═══ Records for the task ═══

PR #94, opened 2015-09-10
filterdataFunctions: Added fields to tests query

rpshaw:
- The Sierra project makes heavy use of the 'Labels' field to differentiate tests between different teams and 'Build Type' to show grouping of different testing platforms, e.g., development, production, experimental.
- I added these two fields to the "Tests Query" function to allow filtering by these two fields.
- I tested these changes in the local Sierra repository with good success.


zackgalbreath:
LGTM!

PR #97, opened 2015-09-14
Update view notes

BetsyMcPhail:
Converted viewNotes.php from XSLT to Angular JS and then implemented a table of contents with linked items.

PTAL @zackgalbreath


zackgalbreath:
Nice work, it's good to see another person writing AngularJS pages.

PR #107, opened 2015-09-30
make subproject table sortable

zackgalbreath:
Add sorting capabilities to the table of subprojects that appears
on index.php and viewSubProject.php.  This commit combines these
two tables into a single partial view, reducing duplication.


zackgalbreath:
will rebase on master & push a new branch

PR #110, opened 2015-10-01
Bug fix for Google authentication

zackgalbreath:
Fix some issues that prevented us from enabling Google OAuth2 login on open.cdash.org

### DIFF
--- a/googleauth_callback.php
+++ b/googleauth_callback.php
@@ -56,6 +56,14 @@ require_once("cdash/pdo.php");
     );
 
     $redirectURI = strtok(get_server_URI(false), '?');
+    // The return value of get_server_URI can be inconsistent.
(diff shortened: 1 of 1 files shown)


googleauth_callback.php
```diff
@@ -56,6 +56,10 @@ function googleAuthenticate($code)
     );
 
     $redirectURI = strtok(get_server_URI(false), '?');
+    if (strpos($redirectURI, "googleauth_callback.php") === FALSE)
```
cpatrick: Could you add a comment here to motivate this?

cpatrick:
hmmm. It looks like the StyleCI fixes are so large that they will cause merge conflicts for anything outstanding. I'm going to merge this PR without this and open a new one on master. All outstanding PRs will have to rebase or something.

PR #114, opened 2015-10-01
make subproject table sortable

zackgalbreath:
Add sorting capabilities to the table of subprojects that appears
on index.php and viewSubProject.php.  This commit combines these
two tables into a single partial view, reducing duplication.


javascript/cdash_angular.js
```diff
@@ -1 +1,66 @@
 var CDash = angular.module('CDash', ['ngAnimate', 'ui.sortable']);
+
```
jamiesnape: Do we `'use strict';` anywhere?

jamiesnape:
LGTM.

PR #238, opened 2016-02-08
Use swiftmailer for email

jamiesnape:
This makes it a little easier to configure email in the cloud, allowing, for instance, an external SMTP server to be specified. It does remove the ability to set arbitrary mail headers, but perhaps that is actually a good thing. In theory, this also allows us to do exotic things like add attachments/embed images.


jamiesnape:
PTAL @zackgalbreath.

zackgalbreath:
LGTM!  I love seeing all those email headers being removed from our codebase.

PR #240, opened 2016-02-09
Use monolog for logging

jamiesnape:
Set `$CDASH_LOG_FILE` to `false` to log to the syslog.

PTAL @zackgalbreath.


zackgalbreath:
LGTM

PR #242, opened 2016-02-11
Tidy RSS feed creation

jamiesnape:
I had to re-factor to simplify the write to file anyway, so it seemed sensible to clean up the construction of the XML too.


jamiesnape:
@zackgalbreath PTAL.

zackgalbreath:
I think I can simplify this function a bit more, but our test coverage of it is currently lacking.  Will report back soon.

jamiesnape:
Cool.

PR #243, opened 2016-02-11
Fix license inconsistency

jamiesnape:
I will fix up the file headers when there is less code in pending PRs.


zackgalbreath:
LGTM

PR #244, opened 2016-02-11
Fix filtering by labels on index.php

zackgalbreath:
This functionality was broken for builds that contain more than one label.


jamiesnape:
LGTM.

PR #246, opened 2016-02-12
More rigorous definition of configure warnings

zackgalbreath:
Only CMake warnings and text matching "WARNING:" will be considered a configure warning.


jamiesnape:
LGTM.

PR #249, opened 2016-02-18
Remove trailing spaces and add missing license headers

jamiesnape:
I always have my editor strip trailing spaces, so it was either turn that off or fix the issue properly. Since I am touching many files anyway, I added the missing license headers.


jamiesnape:
(I should add that this is all purely mechanic style fixes. There really should not be any logic effect whatsoever.)

zackgalbreath:
LGTM

jamiesnape:
Forgot to actually fix the URL in the license header. Unless I hear otherwise, I will merge once the build goes green since it is just style

PR #250, opened 2016-02-23
Aggregate coverage

BetsyMcPhail:
PTAL @zackgalbreath


zackgalbreath:
@BetsyMcPhail As we discussed, these latest changes move your aggregation logic from ```xml_handlers``` to ```models``` so we don't have to duplicate this code in ```GcovTarHandler``` & friends.  Other than that it should be mostly the same.  PTAL when you get a chance.

BetsyMcPhail:
Thanks @zackgalbreath. Your changes LGTM.

I also added a check for the correct number of builds into the test.

PR #251, opened 2016-02-24
delete completed submission2ip rows

zackgalbreath:
When CDash is configured to not keep completed submissions,
we also need to delete the corresponding record from submission2ip
Otherwise we will eventually encounter DUPLICATE KEY errors
in the MySQL log.


jamiesnape:
LGTM.

jamiesnape:
Very LGTM to be precise.

PR #252, opened 2016-02-25
Immediate deletion of parsed submissions

zackgalbreath:
Improve support for the ```$CDASH_BACKUP_TIMEFRAME === '0'``` case.

This PR also disables the inadvertent _turbo mode_ we noticed where unprocessed files were getting deleted at the beginning of the next testing day.

### DIFF
--- a/include/common.php
+++ b/include/common.php
@@ -426,8 +426,9 @@ function clean_backup_directory()
         return;
     }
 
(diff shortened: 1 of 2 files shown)


jamiesnape:
As sad as I am to ground the CDash rocket, LGTM.

PR #255, opened 2016-02-26
No more ajax/ajax 404s

cpatrick:
Fix the ajax/ajax 404 in the async case.


zackgalbreath:
Nice find.  LGTM.

cpatrick:
:mag: :eyes: :mag_right:

PR #259, opened 2016-03-01
More style fixes

jamiesnape:
This should finally fix all the indents. There is a bug in php-cs-fixer that was causing issues with indents on lines after comments.

Also, most redundant parentheses are stripped, `echo` is preferred over `print`, the use of single quotes over double quotes is consistently applied for simple strings.

There should be no logical effect from the commit.


jamiesnape:
@zackgalbreath PTAL.

zackgalbreath:
Thanks for taking this on!

There's a few spots where we ended up with an extra newline in an ```if``` statement.  I'm pasting links below because github's comparison engine can't handle a diff this big.

https://github.com/Kitware/CDash/blob/more-style-fixes/include/common.php#L147-L149
https://github.com/Kitware/CDash/blob/more-style-fixes/include/pdocore.php#L71-L72
https://github.com/Kitware/CDash/blob/more-style-fixes/public/api/v1/index.php#L39-L40
https://github.com/Kitware/CDash/blob/more-style-fixes/xml_handlers/GcovTar_handler.php#L91-L92
https://github.com/Kitware/CDash/blob/more-style-fixes/xml_handlers/GcovTar_handler.php#L177-L178


There's more spots where this happens in the tests, but I'm neglecting to list them all here.

jamiesnape:
I think that is actually correct, assuming `if`-statements follow the same wrapping rules as methods:

http://www.php-fig.org/psr/psr-2/#4-4-method-arguments

Saying that, I can still change it, if you would prefer.

zackgalbreath:
In that case, LGTM.  I just wanted to double check that these lines are following good style guidelines.

jamiesnape:
I thought that too, and then the style checker failed.

PR #1550, opened 2023-07-05
Refactor `getPreviousBuilds.php` API endpoint

williamjallen:
This PR is part of an ongoing effort to migrate all of our API endpoints to Laravel's routing/controller system.

PR #1696, opened 2023-09-02
Fix typo in `getPreviousBuilds.php` API endpoint

williamjallen:
I forgot to wrap a query parameter in an array in https://github.com/Kitware/CDash/pull/1550.

Thanks to @sbelsk for spotting this bug!


sbelsk (approved):
Upon testing, it seemed to be working again. Thanks for the fix!

PR #1698, opened 2023-09-04
Deprecate legacy `Config` class

williamjallen:
Everything the legacy `Config` class does can be done by an equivalent Laravel helper function.  As such, there is no longer a need for the `Config` class, and it has been marked as deprecated.  I tried to simply replace each of the deprecated functions with laravel equivalents, but a few quirks with our testing suite make it a nontrivial task.

I created a new function for getting the current CDash version in the base controller class.  This is now the preferred method to use for getting the version.  I intend to make a separate PR once this is merged to simplify our versioning logic.

### DIFF
--- a/app/cdash/include/CDash/Config.php
+++ b/app/cdash/include/CDash/Config.php
@@ -3,7 +3,7 @@ namespace CDash;
 
 class Config extends Singleton
 {
-    private $_config;
+    private array $_config;
 
     protected function __construct()
     {
@@ -12,6 +12,9 @@ class Config extends Singleton
         $this->_config = get_defined_vars();
     }
 
+    /**
+     * @deprecated 09/04/2023  Use config() instead.
+     */
     public function get($name)
     {
         if (isset($this->_config[$name])) {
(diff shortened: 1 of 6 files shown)


app/cdash/include/CDash/Config.php
```diff
@@ -53,18 +60,19 @@ public function getProtocol(): string
...
         if (isset($_SERVER['SERVER_PORT'])
             && $_SERVER['SERVER_PORT'] != 80
             && $_SERVER['SERVER_PORT'] != 443) {
             return $_SERVER['SERVER_PORT'];
         }
+        return null;
     }
 
-    public function getPath(): string
+    private function getPath(): string
```
josephsnyder, line 75: Should this function also be marked as deprecated?

josephsnyder (commented):
One quick question about a function not marked as deprecated, but otherwise looks great!

app/cdash/include/CDash/Config.php
williamjallen: It's now a private member, in a class where every other function is deprecated, so I thought that it would be overkill to mark it as deprecated.

josephsnyder (approved):

PR #1702, opened 2023-09-05
Delete unused `DailyUpdateFile` class

williamjallen:
The `DailyUpdateFile` class is unused.  There are still a few references to the `dailyupdatefile` table, but it is expected that that table will be deleted as we phase out the rest of the daily update functionality.


josephsnyder (approved):
@williamjallen, looks good but needs a rebase!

═══

Instructions to follow: Write out, from the lines above, only those from the line with "PR #249, opened 2016-02-18" to the line with "PR #252, opened 2016-02-25", exactly as given, including the first and the last.

Task response:
PR #249, opened 2016-02-18
Remove trailing spaces and add missing license headers

jamiesnape:
I always have my editor strip trailing spaces, so it was either turn that off or fix the issue properly. Since I am touching many files anyway, I added the missing license headers.


jamiesnape:
(I should add that this is all purely mechanic style fixes. There really should not be any logic effect whatsoever.)

zackgalbreath:
LGTM

jamiesnape:
Forgot to actually fix the URL in the license header. Unless I hear otherwise, I will merge once the build goes green since it is just style

PR #250, opened 2016-02-23
Aggregate coverage

BetsyMcPhail:
PTAL @zackgalbreath


zackgalbreath:
@BetsyMcPhail As we discussed, these latest changes move your aggregation logic from ```xml_handlers``` to ```models``` so we don't have to duplicate this code in ```GcovTarHandler``` & friends.  Other than that it should be mostly the same.  PTAL when you get a chance.

BetsyMcPhail:
Thanks @zackgalbreath. Your changes LGTM.

I also added a check for the correct number of builds into the test.

PR #251, opened 2016-02-24
delete completed submission2ip rows

zackgalbreath:
When CDash is configured to not keep completed submissions,
we also need to delete the corresponding record from submission2ip
Otherwise we will eventually encounter DUPLICATE KEY errors
in the MySQL log.


jamiesnape:
LGTM.

jamiesnape:
Very LGTM to be precise.

PR #252, opened 2016-02-25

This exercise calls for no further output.